The problem involves calculating probabilities for independent events A and B, where P(A) = 0.30 and P(B) = 0.50. The specific tasks are to compute P(A U B) and P(A' ∩ B).
There is an ongoing exploration of the concepts of independence and exclusivity, with some participants providing clarifications and corrections to the initial attempts. Guidance is offered regarding the correct formula for calculating the union of independent events, and there is recognition of the need to understand the implications of independence on the intersection of events.

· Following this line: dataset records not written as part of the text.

PR #689, opened 2024-04-09
having custom health amount on a spaz

### LINKED ISSUE #688: Alterable Health amount
I think we should let hitpoints (hitpoints_max) be changeable by default, ik someone else had done it before in their modpacks, but I want it to be changeable by anyone (who open internal code like me) easily, so they might add bots with extra health (what I did), special powerup (that could interfere with hitpoints) , or you name it.
`#code from spaz.py
    class Spaz(bs.Actor):
    """
    Base class for various Spazzes.

    Category: **Gameplay Classes**

    A Spaz is the standard little humanoid character in the game.
    It can be controlled by a player or by AI, and can have
    various different appearances.  The name 'Spaz' is not to be
    confused with the 'Spaz' character in the game, which is just
    one of the skins available for instances of this class.
    """

    # pylint: disable=too-many-public-methods
    # pylint: disable=too-many-locals

    node: bs.Node
    """The 'spaz' bs.Node."""

    points_mult = 1
    curse_time: float | None = 5.0
    default_bomb_count = 1
    default_bomb_type = 'normal'
    default_boxing_gloves = False
    default_shields = False
    hitpoints = 1000 #put hitpoint value here for it to be alterable on demand.
    hitpoints_max = 1000`

IMG_0329
_This is a bot I've custom made with extra health points._

#689

MW2917:
It's perfect for anyone who wanted an even tougher bot, powerups that can interfere with health (I already thought of steroids (Now to figure out how the hell do I make a powerup))  or any mods on mechanics they can think of without making this change manually everytime.

This closes #688 

## Type of Changes

| ✓   | :hammer: Fix what I think was a bug.   |
| ✓   | :scroll: Great for change modders         |

### DIFF
--- a/src/assets/ba_data/python/bascenev1lib/actor/spaz.py
+++ b/src/assets/ba_data/python/bascenev1lib/actor/spaz.py
@@ -68,6 +68,8 @@ class Spaz(bs.Actor):
     default_bomb_type = 'normal'
     default_boxing_gloves = False
     default_shields = False
+    hitpoints = 1000
+    hitpoints_max = 1000
 
     def __init__(
         self,
@@ -174,8 +176,6 @@ class Spaz(bs.Actor):
                     setattr(node, attr, val)
 
             bs.timer(1.0, bs.Call(_safesetattr, self.node, 'invincible', False))
-        self.hitpoints = 1000
-        self.hitpoints_max = 1000
         self.shield_hitpoints: int | None = None
         self.shield_hitpoints_max = 650
         self.shield_decay_rate = 0
--- a/src/assets/ba_data/python/bascenev1lib/actor/spaz.py
+++ b/src/assets/ba_data/python/bascenev1lib/actor/spaz.py
@@ -69,7 +69,6 @@ class Spaz(bs.Actor):
     default_boxing_gloves = False
     default_shields = False
     default_hitpoints = 1000
-    default_hitpoints_max = 1000
 
     def __init__(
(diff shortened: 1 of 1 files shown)


EraOSBeta (changes requested):
It's not really useful since you can simply change those values the moment spaz is created; but if this goes through in my opinion it's better to do `default_hitpoints_max = 1000` instead of the 2 lines you added and then do `self.hitpoints = self.default_hitpoints_max` and `self.hitpoints_max = self.default_hitpoints_max` instead of the 2 lines you removed, since having to set hitpoints and hitpoints_max separately before spawning spaz doesn't make a whole lot of sense.

MW2917:
> It's not really useful since you can simply change those values the moment spaz is created; but if this goes through in my opinion it's better to do `default_hitpoints_max = 1000` instead of the 2 lines you added and then do `self.hitpoints = self.default_hitpoints_max` and `self.hitpoints_max = self.default_hitpoints_max` instead of the 2 lines you removed, since having to set hitpoints and hitpoints_max separately before spawning spaz doesn't make a whole lot of sense.

yeah just like the curse time thing. thx

EraOSBeta (approved):
Seems pretty good. Now we just need eric to approve workflow runs so we can see if all checks pass or not (I'm too lazy to run checks locally right now)

efroemling:
Looks good to me. Thanks for the improvement!

PR #691, opened 2024-04-22
If we're knocked out, we'll drop any object that we're holding

vinnytherabbit:
## Description
If we're knocked out and we're holding a object, we'll drop it immediately.

## Type of Changes


Loup-Garou911XD:
why do i feel i have seen this pr before?

EraOSBeta:
Doesn't this face the exact same issue as #530? since this stuff isn't server-side only

EraOSBeta:
Alright so I was on-board with having this be merged for scenev2 as one of the many minor engine issues that need fixing; but now I'm against having this in the C++ layer since mods could possibly use knocked-out spaz nodes that are holding other nodes as a way to create chain-like objects (maybe, haven't tested it). So I would personally recommend any logic of this kind (along with any other non-heavy-performance limitations currently in the spaz node code) to be moved to the Python layer.

PR #692, opened 2024-04-22
if we're knocked out, don't flail our legs and arms when airborn

vinnytherabbit:
## Description
Let's keep this here in the meantime.

## Type of Changes


EraOSBeta:
This can pass into scenev1 if flailing doesn't really affect anything in the physics simulation

efroemling:
This would *slightly* affect physics sims in some cases: older clients would be simulating with flailing limbs while the servers they are connected to would not, so there'd be some popping and resyncing until everyone got the update. But I don't think that would be too problematic.

Rather my main question with this would be: does it make things funnier or improve gameplay? The knockout mechanism is kinda meant to just mean that a character is too stunned to stand; I don't think it breaks any logic if they still wave their arms when flying through the air. Right now one can tell at a glance if a flying character is alive or dead by whether they are flailing, but this would complicate that. And I worry that a large percentage of events that launch a character through the air would also knock them out, meaning that we could essentially just be removing flailing, which is no fun.

So anyway I'm *probably* against this for those reasons, but I do want to be receptive to other opinions if you feel it is an improvement.

VinniTR:
@efroemling i think it's funny because the character would be like a rag doll every time he goes flying, whether due to a punch or an explosion, the death animation could be modified a little to avoid confusion with living and dead people, if that's what it is what you mean...

EraOSBeta:
@VinniTR can you show us a comparison video between the old behavior and the new one so we could compare the funni value?

VinniTR:
> @VinniTR can you show us a comparison video between the old behavior and the new one so we could compare the funni value?

i dont know how :cc

vishal332008:
@efroemling @VinniTR @EraOSBeta 
Normal:
https://github.com/user-attachments/assets/53f08fc0-ad99-444d-8255-37c4a7775a4d

New:
https://github.com/user-attachments/assets/e277f614-b44d-456d-9d4a-a221b6f4b140

EraOSBeta:
Seems to add a bit of funni, but I think it would be nice to have both this and the old behavior available in the game at the same time with the new behavior being a toggle in the advanced menu for a few versions; this way we could merge this for now while the people decide which one is better.

I think in general we need an "Experiments" section in the advanced settings to add all sorts of QoL changes there for stuff like this, when we aren't *really* sure if the change is better or worse.

MatiasMGz:
I think this subsection of "Experiments" should be in Settings->Advanced.

MatiasMGz:
I would like this to be added to the game anyways.

SlimeBois:
if theres toggle for that no flail ragdoll for modding, y ea

DinoWattz:
This disables flailing _only_ while knocked out right? This would make it easier to tell if your character is knocked out while airborne

> Right now one can tell at a glance if a flying character is alive or dead by whether they are flailing, but this would complicate that.

There's a bunch of indicators already though, like..

- The character won't be screaming while falling if the same is dead
(_**but I think it'd look odd if they screamed while knocked out without flailing**_)
- The character will either be glowing bright red or be darkened
- The character's health bar will be flashing red and if it has a name, the name will be desaturated

but we still need to test if those indicators would be good enough by themselves

> And I worry that a large percentage of events that launch a character through the air would also knock them out, meaning that we could essentially just be removing flailing, which is no fun.

Bomb explosions also knocks out characters if I remember correctly, I CAN'T imagine Spaz not flailing (_**nor screaming**_) after being launched by an explosion.
_Would there have to be two type of knockouts? Will it need to be damage type based? Does it need to be moddable?_

Geez this really is complicated.

PR #3668, opened 2018-12-29
Fix recursion error in toc() macro in: toc.tid

00SS:
I noticed that if a non-existent TAG name used in a simple Table of Contents macro:
```
<<toc "NonExistentTag">>
</div>
```
It gives a javascript recursion error.

The macro within tiddler **$:/core/macros/toc** is:
```
\define toc(tag,sort:"",itemClassFilter:" ")
<$macrocall $name="toc-body"  tag=<<__tag__>> sort=<<__sort__>> itemClassFilter=<<__itemClassFilter__>> />
\end
```
Noticing that all the other ToC macros did not have this problem, I remembered a discussion earlier in GG explaining the significance of the **exclude** parameter.

Modifying the **toc** macro by adding the `exclude` parameter appears to fix this - but I do not know if this is the right fix!

```
\define toc(tag,sort:"",itemClassFilter:" ",exclude)
<$macrocall $name="toc-body"  tag=<<__tag__>> sort=<<__sort__>> itemClassFilter=<<__itemClassFilter__>> />
\end
```

I am making a pull request just to practice using github.
Please close it if it is nonsense!

### DIFF
--- a/core/wiki/macros/toc.tid
+++ b/core/wiki/macros/toc.tid
@@ -26,7 +26,7 @@ tags: $:/tags/Macro
 </ol>
 \end
 
-\define toc(tag,sort:"",itemClassFilter:" ")
+\define toc(tag,sort:"",itemClassFilter:" ",exclude)
 <$macrocall $name="toc-body"  tag=<<__tag__>> sort=<<__sort__>> itemClassFilter=<<__itemClassFilter__>> />
 \end
 


pmario:
if you search for "macrocall" you will see, that the "toc" is _not_ called recursively. So IMO this isn't the problem. ... we need to check it, again.

pmario:
toc-body may contain a problem

00SS:
Is this fixed now? I can no longer reproduce the error - but neither can I see where it was fixed!
The tiddler which produced the error is exactly the same as in the present pre-release!
 `$:/core/macros/toc` 

I could not even reproduce it in an older TiddlyWiki! That makes me wonder if it was a javascript error coming from an older version of my browser!

Strange.

pmario:
Then you should close the issue

00SS:
Since it once was an issue, and something unidentified may have changed, I think if it would be useful if the issue no longer happening was confirmed by someone else too.

00SS:
Don't know what changed that fixed this issue, but glad it's fixed!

Participants express uncertainty about the definitions and calculations involved, particularly regarding the intersection of independent events and the implications of the events not being exclusive.
vanitymdl said:Homework Statement
A and B are independent, P(A) = 0.30, P(B) = 0.50. Compute P(A U B) and P(A' intersect B).
The Attempt at a Solution
P(A U B) = 0.30 + 0.50 = 0.80
P(A' intersect B) = 1 - 0.30 = 0.70
this is obviously wrong
SammyS said:The first one looks OK .
Yes, incorrect.
What is P(A') ?
Isn't P(A ∩ B) = 0 ? In other words, A ∩ B = ∅ , the null set.
So what is A' ∩ B and thus P(A' ∩ B) ?
Yes, of course you're correct, ehild !ehild said:Independent does not mean exclusive. The two events can happen together. If A is throwing "6" with one dice and throwing "5" with the other dice, these events are independent but not exclusive.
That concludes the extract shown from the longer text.